Stored entries

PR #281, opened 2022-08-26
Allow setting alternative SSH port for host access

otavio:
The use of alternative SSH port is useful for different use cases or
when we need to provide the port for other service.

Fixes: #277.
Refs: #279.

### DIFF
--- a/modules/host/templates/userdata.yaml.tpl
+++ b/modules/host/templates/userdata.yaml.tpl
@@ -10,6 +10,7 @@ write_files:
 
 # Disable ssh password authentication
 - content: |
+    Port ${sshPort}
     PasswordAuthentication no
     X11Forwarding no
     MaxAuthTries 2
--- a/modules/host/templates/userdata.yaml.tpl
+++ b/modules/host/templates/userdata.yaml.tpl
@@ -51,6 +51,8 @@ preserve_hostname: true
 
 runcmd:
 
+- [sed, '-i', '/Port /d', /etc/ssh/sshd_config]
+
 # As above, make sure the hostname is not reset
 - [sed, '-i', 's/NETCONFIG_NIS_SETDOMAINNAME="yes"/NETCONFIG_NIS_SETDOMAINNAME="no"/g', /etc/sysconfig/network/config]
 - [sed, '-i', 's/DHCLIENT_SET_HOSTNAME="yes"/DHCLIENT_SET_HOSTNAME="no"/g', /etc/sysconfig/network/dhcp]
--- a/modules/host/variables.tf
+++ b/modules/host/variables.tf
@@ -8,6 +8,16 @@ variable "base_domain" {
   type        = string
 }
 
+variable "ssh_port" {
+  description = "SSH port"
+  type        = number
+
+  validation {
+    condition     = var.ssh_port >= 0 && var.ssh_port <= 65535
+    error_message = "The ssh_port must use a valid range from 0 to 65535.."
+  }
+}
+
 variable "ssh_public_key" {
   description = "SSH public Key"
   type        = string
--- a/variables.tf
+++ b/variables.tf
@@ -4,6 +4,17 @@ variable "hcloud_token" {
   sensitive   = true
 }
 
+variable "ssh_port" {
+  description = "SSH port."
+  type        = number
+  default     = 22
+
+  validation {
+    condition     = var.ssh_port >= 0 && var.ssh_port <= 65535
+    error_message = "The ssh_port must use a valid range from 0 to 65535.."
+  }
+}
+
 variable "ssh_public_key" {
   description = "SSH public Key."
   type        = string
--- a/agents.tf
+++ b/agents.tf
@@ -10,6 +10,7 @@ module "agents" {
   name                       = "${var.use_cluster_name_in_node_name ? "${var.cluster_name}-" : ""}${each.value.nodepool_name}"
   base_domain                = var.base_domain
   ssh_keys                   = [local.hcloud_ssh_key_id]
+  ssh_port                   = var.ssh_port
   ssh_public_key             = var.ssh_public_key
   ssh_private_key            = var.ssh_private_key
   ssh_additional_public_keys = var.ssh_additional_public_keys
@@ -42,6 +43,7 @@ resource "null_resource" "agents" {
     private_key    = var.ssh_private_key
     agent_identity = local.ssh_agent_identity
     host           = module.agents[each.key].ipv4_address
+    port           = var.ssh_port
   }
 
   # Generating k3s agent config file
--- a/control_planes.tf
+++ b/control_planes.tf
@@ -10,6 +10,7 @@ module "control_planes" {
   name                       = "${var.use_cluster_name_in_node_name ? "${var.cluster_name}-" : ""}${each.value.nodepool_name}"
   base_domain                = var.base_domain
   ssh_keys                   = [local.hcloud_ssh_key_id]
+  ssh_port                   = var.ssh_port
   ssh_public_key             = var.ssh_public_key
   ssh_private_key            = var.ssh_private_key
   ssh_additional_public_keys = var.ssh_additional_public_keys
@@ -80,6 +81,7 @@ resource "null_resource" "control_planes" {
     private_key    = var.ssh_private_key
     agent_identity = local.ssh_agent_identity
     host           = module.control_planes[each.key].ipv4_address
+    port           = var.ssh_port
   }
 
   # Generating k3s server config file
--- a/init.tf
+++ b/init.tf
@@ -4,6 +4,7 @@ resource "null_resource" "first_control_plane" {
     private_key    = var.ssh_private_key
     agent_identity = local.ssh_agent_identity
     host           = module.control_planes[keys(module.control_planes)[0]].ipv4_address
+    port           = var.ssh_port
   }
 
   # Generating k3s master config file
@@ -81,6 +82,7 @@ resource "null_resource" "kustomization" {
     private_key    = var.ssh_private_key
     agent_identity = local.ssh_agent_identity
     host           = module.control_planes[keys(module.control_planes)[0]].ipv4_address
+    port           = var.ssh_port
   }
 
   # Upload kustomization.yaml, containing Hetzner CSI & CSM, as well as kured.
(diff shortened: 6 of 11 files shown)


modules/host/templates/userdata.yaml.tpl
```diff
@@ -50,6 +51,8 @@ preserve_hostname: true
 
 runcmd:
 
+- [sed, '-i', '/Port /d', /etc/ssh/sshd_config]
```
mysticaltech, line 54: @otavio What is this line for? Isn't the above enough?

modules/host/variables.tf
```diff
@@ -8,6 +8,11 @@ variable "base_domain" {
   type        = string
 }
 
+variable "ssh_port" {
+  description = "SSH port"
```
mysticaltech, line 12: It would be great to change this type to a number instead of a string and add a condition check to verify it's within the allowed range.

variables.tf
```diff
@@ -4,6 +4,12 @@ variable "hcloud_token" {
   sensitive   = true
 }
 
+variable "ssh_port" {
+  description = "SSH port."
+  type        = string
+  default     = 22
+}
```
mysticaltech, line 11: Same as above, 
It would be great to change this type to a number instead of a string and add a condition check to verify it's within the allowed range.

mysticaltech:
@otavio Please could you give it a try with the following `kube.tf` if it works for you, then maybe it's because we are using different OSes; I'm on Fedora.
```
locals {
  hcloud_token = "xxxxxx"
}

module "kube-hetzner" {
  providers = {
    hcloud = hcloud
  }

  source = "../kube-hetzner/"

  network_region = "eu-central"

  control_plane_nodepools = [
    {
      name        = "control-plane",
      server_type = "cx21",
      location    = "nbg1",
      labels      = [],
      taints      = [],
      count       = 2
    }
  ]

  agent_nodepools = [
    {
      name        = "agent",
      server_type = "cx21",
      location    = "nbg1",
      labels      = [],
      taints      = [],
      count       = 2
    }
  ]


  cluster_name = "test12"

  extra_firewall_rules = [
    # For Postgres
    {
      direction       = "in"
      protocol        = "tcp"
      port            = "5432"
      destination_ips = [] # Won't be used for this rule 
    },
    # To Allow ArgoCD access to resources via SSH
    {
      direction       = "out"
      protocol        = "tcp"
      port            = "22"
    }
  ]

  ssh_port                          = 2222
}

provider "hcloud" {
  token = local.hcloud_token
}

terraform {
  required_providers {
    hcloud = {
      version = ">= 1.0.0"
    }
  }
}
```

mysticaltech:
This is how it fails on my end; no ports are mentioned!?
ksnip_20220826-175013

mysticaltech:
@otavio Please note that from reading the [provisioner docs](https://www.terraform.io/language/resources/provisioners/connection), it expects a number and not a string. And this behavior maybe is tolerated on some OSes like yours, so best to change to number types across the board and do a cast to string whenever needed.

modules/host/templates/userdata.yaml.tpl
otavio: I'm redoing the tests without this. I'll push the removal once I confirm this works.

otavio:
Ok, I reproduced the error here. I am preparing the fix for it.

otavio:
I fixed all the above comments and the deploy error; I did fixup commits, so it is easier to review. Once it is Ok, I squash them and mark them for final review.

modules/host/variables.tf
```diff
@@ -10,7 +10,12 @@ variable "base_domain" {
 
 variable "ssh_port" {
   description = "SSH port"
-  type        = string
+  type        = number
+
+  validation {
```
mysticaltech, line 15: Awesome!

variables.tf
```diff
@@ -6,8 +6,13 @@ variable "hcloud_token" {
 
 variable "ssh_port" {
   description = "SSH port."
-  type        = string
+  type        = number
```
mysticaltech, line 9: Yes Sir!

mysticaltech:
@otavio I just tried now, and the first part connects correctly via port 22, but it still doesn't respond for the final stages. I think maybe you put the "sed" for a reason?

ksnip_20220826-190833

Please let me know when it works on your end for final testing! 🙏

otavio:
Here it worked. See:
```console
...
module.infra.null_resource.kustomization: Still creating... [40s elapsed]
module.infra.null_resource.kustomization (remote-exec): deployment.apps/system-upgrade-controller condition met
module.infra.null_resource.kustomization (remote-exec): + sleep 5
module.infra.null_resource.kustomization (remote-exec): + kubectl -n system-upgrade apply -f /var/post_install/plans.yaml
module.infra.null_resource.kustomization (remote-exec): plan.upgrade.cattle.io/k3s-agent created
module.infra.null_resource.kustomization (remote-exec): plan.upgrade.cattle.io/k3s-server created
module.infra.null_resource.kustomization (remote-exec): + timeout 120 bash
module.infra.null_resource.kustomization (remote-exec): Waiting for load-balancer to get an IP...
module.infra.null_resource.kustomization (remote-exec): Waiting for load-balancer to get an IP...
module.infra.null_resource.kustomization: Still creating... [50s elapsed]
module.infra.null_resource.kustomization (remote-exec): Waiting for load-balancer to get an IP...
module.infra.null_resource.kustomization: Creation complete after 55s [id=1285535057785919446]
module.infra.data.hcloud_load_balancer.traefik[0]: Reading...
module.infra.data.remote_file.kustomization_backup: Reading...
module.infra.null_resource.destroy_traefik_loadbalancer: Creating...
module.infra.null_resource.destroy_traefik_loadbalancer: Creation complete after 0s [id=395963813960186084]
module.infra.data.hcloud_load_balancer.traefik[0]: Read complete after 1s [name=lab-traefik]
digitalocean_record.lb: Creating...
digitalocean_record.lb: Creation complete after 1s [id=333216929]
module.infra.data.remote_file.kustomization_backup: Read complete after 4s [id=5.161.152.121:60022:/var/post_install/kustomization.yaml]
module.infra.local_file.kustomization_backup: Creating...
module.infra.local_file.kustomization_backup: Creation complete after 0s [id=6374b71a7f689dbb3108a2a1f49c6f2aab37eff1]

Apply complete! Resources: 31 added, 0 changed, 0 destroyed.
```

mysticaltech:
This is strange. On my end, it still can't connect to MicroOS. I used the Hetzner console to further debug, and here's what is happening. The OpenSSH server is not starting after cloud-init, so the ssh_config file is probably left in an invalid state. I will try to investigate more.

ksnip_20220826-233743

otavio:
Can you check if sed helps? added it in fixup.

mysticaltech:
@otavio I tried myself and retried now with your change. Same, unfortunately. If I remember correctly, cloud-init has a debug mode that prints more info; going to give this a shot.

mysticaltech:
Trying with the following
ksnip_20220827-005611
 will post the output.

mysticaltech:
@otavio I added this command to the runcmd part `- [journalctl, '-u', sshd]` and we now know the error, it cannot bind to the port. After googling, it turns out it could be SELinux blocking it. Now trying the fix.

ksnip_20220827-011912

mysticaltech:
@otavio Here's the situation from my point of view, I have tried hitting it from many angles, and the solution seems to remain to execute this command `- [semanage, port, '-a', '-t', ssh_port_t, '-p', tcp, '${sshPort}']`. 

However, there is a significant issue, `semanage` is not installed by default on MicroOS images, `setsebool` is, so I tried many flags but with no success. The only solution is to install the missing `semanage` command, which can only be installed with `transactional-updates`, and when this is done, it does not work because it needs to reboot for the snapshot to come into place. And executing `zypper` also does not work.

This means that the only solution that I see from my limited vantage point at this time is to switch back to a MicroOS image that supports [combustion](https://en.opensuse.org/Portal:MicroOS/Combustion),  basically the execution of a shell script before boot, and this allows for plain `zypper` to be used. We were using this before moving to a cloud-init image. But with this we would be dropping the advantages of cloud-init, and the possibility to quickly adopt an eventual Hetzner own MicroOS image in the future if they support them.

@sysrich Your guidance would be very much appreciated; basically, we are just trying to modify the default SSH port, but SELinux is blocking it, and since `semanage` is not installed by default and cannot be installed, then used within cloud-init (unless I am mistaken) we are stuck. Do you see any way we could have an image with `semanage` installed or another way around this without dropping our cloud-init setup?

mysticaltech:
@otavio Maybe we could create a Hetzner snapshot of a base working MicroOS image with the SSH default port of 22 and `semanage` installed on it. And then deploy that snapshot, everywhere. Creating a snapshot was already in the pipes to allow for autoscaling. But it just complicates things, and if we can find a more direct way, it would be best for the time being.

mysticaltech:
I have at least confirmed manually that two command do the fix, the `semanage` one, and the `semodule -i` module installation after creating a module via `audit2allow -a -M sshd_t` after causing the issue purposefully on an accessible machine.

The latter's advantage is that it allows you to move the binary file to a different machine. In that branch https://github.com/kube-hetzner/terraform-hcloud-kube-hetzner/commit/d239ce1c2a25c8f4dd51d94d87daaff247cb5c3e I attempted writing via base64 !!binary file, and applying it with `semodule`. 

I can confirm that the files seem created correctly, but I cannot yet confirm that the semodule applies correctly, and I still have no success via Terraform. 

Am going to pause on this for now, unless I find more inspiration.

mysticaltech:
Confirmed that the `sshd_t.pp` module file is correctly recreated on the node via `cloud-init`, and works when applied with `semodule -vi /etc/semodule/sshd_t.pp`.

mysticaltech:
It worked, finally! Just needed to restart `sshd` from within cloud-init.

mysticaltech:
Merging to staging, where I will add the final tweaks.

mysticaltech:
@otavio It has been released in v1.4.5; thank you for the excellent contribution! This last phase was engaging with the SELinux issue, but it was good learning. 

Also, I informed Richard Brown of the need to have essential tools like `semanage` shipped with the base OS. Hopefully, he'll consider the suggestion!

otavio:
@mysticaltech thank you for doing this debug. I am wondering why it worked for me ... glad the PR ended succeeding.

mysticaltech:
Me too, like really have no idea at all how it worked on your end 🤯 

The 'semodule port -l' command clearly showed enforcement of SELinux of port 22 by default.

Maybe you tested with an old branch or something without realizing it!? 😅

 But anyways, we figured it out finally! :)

■ **Work to be completed**: Among the lines of the data, identify those with the word "great". Copy each of them.

■ **Solution for this problem**:
mysticaltech, line 12: It would be great to change this type to a number instead of a string and add a condition check to verify it's within the allowed range.
It would be great to change this type to a number instead of a string and add a condition check to verify it's within the allowed range.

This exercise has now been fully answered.